# Which chamber music genre do you prefer



## ScipioAfricanus (Jan 7, 2010)

Piano Trios
Piano Quartets
Piano Quintets
String Quartets
String Quintets

I have developed love for the Piano Trios lately. Before that it was the string quartet.


----------



## Quartetfore (May 19, 2010)

I have to pick one, It would have to be the string quartet.


----------



## Weston (Jul 11, 2008)

There are more great string quartets written than any of the other genres, but for timbre I prefer the piano quintet. There are many more tone colors available for the piano quintet, yet it remains intimate enough to really focus on each instrument. I even enjoy the one Mozart piano quintet I have in my collection - the Eb, K. 452 though I'm not a big Mozart fan. I am disappointed Beethoven did not write for this genre though he did write some piano quartets I am looking for.

Boccherini has a number of guitar quintets that are quite pleasant. That's another genre I wish had appeared more often.

Piano trios are great too. I don't refuse any of the chamber genres.

So what is everyone's favorite examples of these?


----------



## Guest (Jun 18, 2010)

That's a really tough choice; I love all forms of chamber music. I mean, my idol Brahms wrote masterpieces for each of the genres you listed, and then some. Dvorak wrote some fine chamber music as well. Couldn't just pick one, though; it would feel like a huge disservice


----------



## Sid James (Feb 7, 2009)

I like all of them. Lately, I have been going to see concerts of the Australian pianist Kathryn Selby's piano trio (called "Trioz"), with Nikki Vasilakis, violin & Emma Jane Murphy, cello. They don't only play the "popular" trios, but some lesser-known ones as well. I've also been to concerts with her on piano performing Schubert's _"Trout" Quintet_ and Schumann's _Piano Quartet_. I also went to a peformance of C.M. von Weber's _Clarinet Quintet_, which was also enjoyable. I am also looking forward to attending some string quartet concerts later in the year (I wish they played something like Morton Feldman's 80 minute long _String Quartet No. 1 _here in Sydney, I really enjoy the newer stuff for this medium). But I will see Selby & the others perform Messiaen's _Quartet for the End of Time_ in July (really looking forward to that one).

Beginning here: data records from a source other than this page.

PR #20219, opened 2018-03-10
DOC: update the DataFrame.iat[] docstring

akosel:
an unrelated PR):

```

####################### Docstring (pandas.DataFrame.iat) #######################

Selects a single value for a row/column pair by integer position.

Useful if performance is a major concern and you only need to
get or set a value at a particular row/column.

See Also
--------
at : Selects a single value for a row/column label pair
loc : Selects a group of rows and columns by label(s)
iloc : Selects group of rows and columns by integer position(s)

Returns
-------
    None

Examples
--------
>>> df = pd.DataFrame([[0,2,3], [0,4,1], [10,20,30]])
>>> df
    0   1   2
0   0   2   3
1   0   4   1
2  10  20  30
>>> df.iat[1, 2]
1
>>> df.iat[1, 2] = 10
>>> df.iat[1, 2]
10

Docstring for "pandas.DataFrame.iat" correct. :)

```

explicitly.

### DIFF
--- a/pandas/core/indexing.py
+++ b/pandas/core/indexing.py
@@ -1921,27 +1921,30 @@ class _AtIndexer(_ScalarAccessIndexer):
 
 class _iAtIndexer(_ScalarAccessIndexer):
     """
-    Selects a single value for a row/column pair by integer position.
+    Access a single value for a row/column pair by integer position.
 
-    Useful if performance is a major concern and you only need to
-    get or set a value at a particular row/column.
+    Similar to ``iloc``, in that both provided integer-based lookups. Use
+    ``iat`` if you only need to get or set a single value in a DataFrame.
 
     See Also
     --------
-    at : Selects a single value for a row/column label pair
-    loc : Selects a group of rows and columns by label(s)
-    iloc : Selects group of rows and columns by integer position(s)
+    DataFrame.at : Access a single value for a row/column label pair
+    DataFrame.loc : Access a group of rows and columns by label(s)
+    DataFrame.iloc : Access a group of rows and columns by integer position(s)
 
     Examples
     --------
-    >>> df = pd.DataFrame([[0, 2, 3], [0, 4, 1], [10, 20, 30]])
+    >>> df = pd.DataFrame([[0, 2, 3], [0, 4, 1], [10, 20, 30]],
+    ...      columns=['A', 'B', 'C'])
     >>> df
-        0   1   2
+        A   B   C
     0   0   2   3
     1   0   4   1
     2  10  20  30
+
     >>> df.iat[1, 2]
     1
+
     >>> df.iat[1, 2] = 10
     >>> df.iat[1, 2]
     10
--- a/pandas/core/indexing.py
+++ b/pandas/core/indexing.py
@@ -1924,7 +1924,8 @@ class _iAtIndexer(_ScalarAccessIndexer):
     Access a single value for a row/column pair by integer position.
 
     Similar to ``iloc``, in that both provide integer-based lookups. Use
-    ``iat`` if you only need to get or set a single value in a DataFrame.
+    ``iat`` if you only need to get or set a single value in a ``DataFrame``
+    or ``Series``.
 
     See Also
     --------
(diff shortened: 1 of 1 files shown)


pandas/core/indexing.py
```diff
@@ -1920,11 +1920,35 @@ def _convert_key(self, key, is_setter=False):
...
+    Useful if performance is a major concern and you only need to
+    get or set a value at a particular row/column.
 
+    See Also
+    --------
+    at : Selects a single value for a row/column label pair
+    loc : Selects a group of rows and columns by label(s)
+    iloc : Selects group of rows and columns by integer position(s)
+
+    Returns
```
TomAugspurger: You can omit the returns  section if there's no return value

pandas/core/indexing.py
```diff
@@ -1920,11 +1920,35 @@ def _convert_key(self, key, is_setter=False):
...
+    -------
+        None
+
+    Examples
+    --------
+    >>> df = pd.DataFrame([[0,2,3], [0,4,1], [10,20,30]])
```
TomAugspurger: pep8: spaces after comma.

pandas/core/indexing.py
```diff
@@ -1920,11 +1920,35 @@ def _convert_key(self, key, is_setter=False):
 
 
 class _iAtIndexer(_ScalarAccessIndexer):
-    """Fast integer location scalar accessor.
+    """
+    Selects a single value for a row/column pair by integer position.
```
jorisvandenbossche: Selects -> Select

pandas/core/indexing.py
```diff
@@ -1920,11 +1920,35 @@ def _convert_key(self, key, is_setter=False):
...
 
-    Similarly to ``iloc``, ``iat`` provides **integer** based lookups.
-    You can also set using these indexers.
+    Useful if performance is a major concern and you only need to
+    get or set a value at a particular row/column.
 
+    See Also
+    --------
+    at : Selects a single value for a row/column label pair
```
jorisvandenbossche: I think we will need to do `DataFrame.at` to make the automatic link work (and the same for the others below)

pandas/core/indexing.py
```diff
@@ -1920,11 +1920,35 @@ def _convert_key(self, key, is_setter=False):
 
 
 class _iAtIndexer(_ScalarAccessIndexer):
-    """Fast integer location scalar accessor.
+    """
+    Selects a single value for a row/column pair by integer position.
 
-    Similarly to ``iloc``, ``iat`` provides **integer** based lookups.
-    You can also set using these indexers.
+    Useful if performance is a major concern and you only need to
```
jorisvandenbossche: I would be a bit more careful with "major concern", as if performance is really important, you typically should not use this indexer many times. But, it is certainly useful to mention that `iat` is faster than `iloc` when you know you want to access only a single scalar.

pandas/core/indexing.py
jorisvandenbossche: BTW, I think "Select" is not the correct term, as you can also use this to set values

pandas/core/indexing.py
jorisvandenbossche: Also, can you specify string column names? eg `columns=['A', 'B', 'C']` 
to make it clear that it is position based (with the integer indexes it is dubious)

jorisvandenbossche (commented):
Thanks for the PR! Added some more comments

jorisvandenbossche:
Thanks for the updates!

pandas/core/indexing.py
```diff
@@ -1920,11 +1920,34 @@ def _convert_key(self, key, is_setter=False):
 
 
 class _iAtIndexer(_ScalarAccessIndexer):
-    """Fast integer location scalar accessor.
+    """
+    Access a single value for a row/column pair by integer position.
 
-    Similarly to ``iloc``, ``iat`` provides **integer** based lookups.
-    You can also set using these indexers.
+    Similar to ``iloc``, in that both provide integer-based lookups. Use
```
jreback: this also works on a Series, can you re-word to accomodate

jreback (changes requested):

pandas/core/indexing.py
akosel: Great point, I specify that `iat` works for both a `DataFrame` and a `Series`. I also added an example for using it on `Series`.

jorisvandenbossche (approved):

TomAugspurger:
Thanks @akosel !

PR #22072, opened 2018-07-27
fix for TypeError: unorderable types" in when using set_index with multiple column names

### LINKED ISSUE #15457: "TypeError: unorderable types" in Python3 when column for MultiIndex contains tuple and int

```python
In [2]: df = pd.DataFrame([[2, 1], [4, (1,2)]]).set_index([0, 1])
/home/pietro/nobackup/repo/pandas/pandas/core/categorical.py in __init__(self, values, categories, ordered, name, fastpath)
    288             try:
--> 289                 codes, categories = factorize(values, sort=True)
    290             except TypeError:

/home/pietro/nobackup/repo/pandas/pandas/core/algorithms.py in factorize(values, sort, order, na_sentinel, size_hint)
    360         uniques, labels = safe_sort(uniques, labels, na_sentinel=na_sentinel,
--> 361                                     assume_unique=True)
    362 

/home/pietro/nobackup/repo/pandas/pandas/core/algorithms.py in safe_sort(values, labels, na_sentinel, assume_unique)
    258         # unorderable in py3 if mixed str/int
--> 259         ordered = sort_mixed(values)
    260     else:

/home/pietro/nobackup/repo/pandas/pandas/core/algorithms.py in sort_mixed(values)
    251                            dtype=bool)
--> 252         nums = np.sort(values[~str_pos])
    253         strs = np.sort(values[str_pos])

/usr/lib/python3/dist-packages/numpy/core/fromnumeric.py in sort(a, axis, kind, order)
    821         a = asanyarray(a).copy(order="K")
--> 822     a.sort(axis=axis, kind=kind, order=order)
    823     return a

TypeError: unorderable types: tuple() > int()

<ipython-input-2-b560307721b0> in <module>()
----> 1 df = pd.DataFrame([[2, 1], [4, (1,2)]]).set_index([0, 1])

/home/pietro/nobackup/repo/pandas/pandas/core/frame.py in set_index(self, keys, drop, append, inplace, verify_integrity)
   2907             arrays.append(level)
   2908 
-> 2909         index = MultiIndex.from_arrays(arrays, names=names)
   2910 
   2911         if verify_integrity and not index.is_unique:

/home/pietro/nobackup/repo/pandas/pandas/indexes/multi.py in from_arrays(cls, arrays, sortorder, names)
   1085         from pandas.core.categorical import _factorize_from_iterables
   1086 
-> 1087         labels, levels = _factorize_from_iterables(arrays)
   1088         if names is None:
   1089             names = [getattr(arr, "name", None) for arr in arrays]

/home/pietro/nobackup/repo/pandas/pandas/core/categorical.py in _factorize_from_iterables(iterables)
   2082         # For consistency, it should return a list of 2 lists.
   2083         return [[], []]
-> 2084     return map(list, lzip(*[_factorize_from_iterable(it) for it in iterables]))

/home/pietro/nobackup/repo/pandas/pandas/core/categorical.py in <listcomp>(.0)
   2082         # For consistency, it should return a list of 2 lists.
   2083         return [[], []]
-> 2084     return map(list, lzip(*[_factorize_from_iterable(it) for it in iterables]))

/home/pietro/nobackup/repo/pandas/pandas/core/categorical.py in _factorize_from_iterable(values)
   2054         codes = values.codes
   2055     else:
-> 2056         cat = Categorical(values, ordered=True)
   2057         categories = cat.categories
   2058         codes = cat.codes

/home/pietro/nobackup/repo/pandas/pandas/core/categorical.py in __init__(self, values, categories, ordered, name, fastpath)
    293                     # raise, as we don't have a sortable data structure and so
    294                     # the user should give us one by specifying categories
--> 295                     raise TypeError("'values' is not ordered, please "
    296                                     "explicitly specify the categories order "
    297                                     "by passing in a categories argument.")

TypeError: 'values' is not ordered, please explicitly specify the categories order by passing in a categories argument.
```
#### Problem description

I would understand the ``unorderable types`` error - after all, I'm asking to have different types in the index, and pandas maybe wants to compare them, and it can't (this error obviously only affects Python3). But then,

``` python
In [3]: pd.DataFrame([[2, 'a'], [4, (1,2)]]).set_index([0, 1])
Out[3]: 
Empty DataFrame
Columns: []
Index: [(2, a), (4, (1, 2))]
```
works fine, (even though ``'a' > (1,2)`` raises ``TypeError``), and even allows me to sort the resulting index! Moreover, [I understand this should be supported](https://github.com/pandas-dev/pandas/issues/11565#issuecomment-157691996).

#### Expected Output
``` python
Empty DataFrame
Columns: []
Index: [(4, 1), (2, (1, 2))]
```

<details>
INSTALLED VERSIONS
------------------
commit: None
python: 3.5.2.final.0
python-bits: 64
OS: Linux
OS-release: 4.7.0-1-amd64
machine: x86_64
processor: 
byteorder: little
LC_ALL: None
LANG: it_IT.utf8
LOCALE: it_IT.UTF-8

pandas: 0.19.0+473.gf65a641
pytest: 3.0.6
pip: 8.1.2
setuptools: 28.0.0
Cython: 0.23.4
numpy: 1.12.0
scipy: 0.18.1
xarray: None
IPython: 5.1.0.dev
sphinx: 1.4.8
patsy: 0.3.0-dev
dateutil: 2.5.3
pytz: 2015.7
blosc: None
bottleneck: 1.2.0
tables: 3.2.2
numexpr: 2.6.0
feather: None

I don't have an encyclopedic knowledge of any of the combinations, I'm just beginning to appreciate chamber music after a long hiatus. One combination I'd add is the string sextet, some good ones were composed by Brahms, Tchaikovsky and Schoenberg...


----------



## Weston (Jul 11, 2008)

This thread makes me curious why these particular groupings of chamber instruments became so popular. Why are there so many string quartets and piano trios and almost no oboe sonatas (with piano), for instance. I would think flute, cello, and piano would make a great trio combination. Does anyone know why these forms developed the way the did?


----------



## Sid James (Feb 7, 2009)

I think it may be something to do with composer's biases. Like I heard that Mozart absolutely loathed the flute (but that didn't stop him from writing for the instrument, probably to make some money, he was merely human like the rest of us). Most composers were either good or brilliant pianists or say violinists, but few would have been really adept at other instruments as well. I know Villa-Lobos could play virtually all instruments, and this meant that he composed for many odd combinations. Often, a professional relationship with another soloist of repute also has had bearings on whether a composer wrote for a particular instrument or not.


----------



## Aramis (Mar 1, 2009)

Piano Quintets, I like piano cooperating with chamber string ensamble. Why not quartets then? Dunno, I guess there are much less quartets than quintets (only quartets I really like are Faure's), more tasty animals, we really like the moon.


----------



## ScipioAfricanus (Jan 7, 2010)

I find the Piano Trio combination to be the most flexible. I find the Piano Quintet too rigid. But I do love the Piano Quintet, just not as much as the Piano Trio.


----------



## Guest (Jun 18, 2010)

Piano Trio, definitely - esp. Brahms and Dvorak. After that String Quartet and Quintet. Schubert's String Quintet is an incredible work.


----------



## Quartetfore (May 19, 2010)

The origin of the string quartet, and its history would take more than a few pages so here is a very short history of the piano trio. The piano trio as we know it date to the freeing of the Cello. Up to the early part of the18th century, the cellos role was to provide a base line for the piano and violin. Mozart in has last works and Beethoven in his first 3 trios, and Schubert provided the model for the piano trio for the rest of the century. From its use as domestic music making, to its new role as a vehicle for the piano virtuoso of the mid-century, to the full formed works of Brahms, Dvorak and so many others the piano trio has had a great history. I would think that the 19th. century was the golden age of the genre. Interest in the trio during the 20th century seems to have waned. Of course Ravel, Ives, Faure, and Shostakovich added great works to the repertory. Your question " Why not the Oboe etc etc." is interesting. The early string quartet and the piano trio were designed for domestic use. Since up to the mid-19th century the violin was the chief instrument for home use, and the piano for the balance of the century and up to our time, the majority of music was composed for these instruments. I have a feeling that the Oboe and in fact all the "Winds" were not found in many homes. Best, Quartetfore


----------



## Sebastian (Jun 18, 2010)

*string quartet!*

String Quartet. Without a doubt. Beethoven's late quartets or some of Schubert's are just celestial masterpieces of sound.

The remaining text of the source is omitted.